» Your task:
Extract all of the data and reproduce it precisely.

» Records for this task:

PR #934, opened 2026-07-03
fix(migtd): wipe migration key material from TLS and SPDM buffers

MichalTarnacki:
|---|---|---|---|---|---|---|
| 1 | Medium | ExchangeInformation::as_bytes leaks 4B uninit padding to remote peer over TLS | exchange_msk -> exchange_info -> ExchangeInformation::as_bytes -> ratls_write | Add #[repr(C)] and zero-init via Default/zeroed(); or serialise field-by-field. | true_positive | Because #[derive(Default)] only initializes the named fields and size_of::<Self>() includes the alignment padding, from_raw_parts reads those bytes off the stack and ratls_client.write() sends them to the peer, which is a genuine CWE-908 uninitialized-memory disclosure. The severity is genuinely low, since the recipient is an already-attested, authenticated peer MigTD and the leaked bytes are version-adjacent padding rather than key material, but it is a real leak and not a false positive. |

» Answer section:
PR #934, opened 2026-07-03
fix(migtd): wipe migration key material from TLS and SPDM buffers

MichalTarnacki:
|---|---|---|---|---|---|---|
| 1 | Medium | ExchangeInformation::as_bytes leaks 4B uninit padding to remote peer over TLS | exchange_msk -> exchange_info -> ExchangeInformation::as_bytes -> ratls_write | Add #[repr(C)] and zero-init via Default/zeroed(); or serialise field-by-field. | true_positive | Because #[derive(Default)] only initializes the named fields and size_of::<Self>() includes the alignment padding, from_raw_parts reads those bytes off the stack and ratls_client.write() sends them to the peer, which is a genuine CWE-908 uninitialized-memory disclosure. The severity is genuinely low, since the recipient is an already-attested, authenticated peer MigTD and the leaked bytes are version-adjacent padding rather than key material, but it is a real leak and not a false positive. |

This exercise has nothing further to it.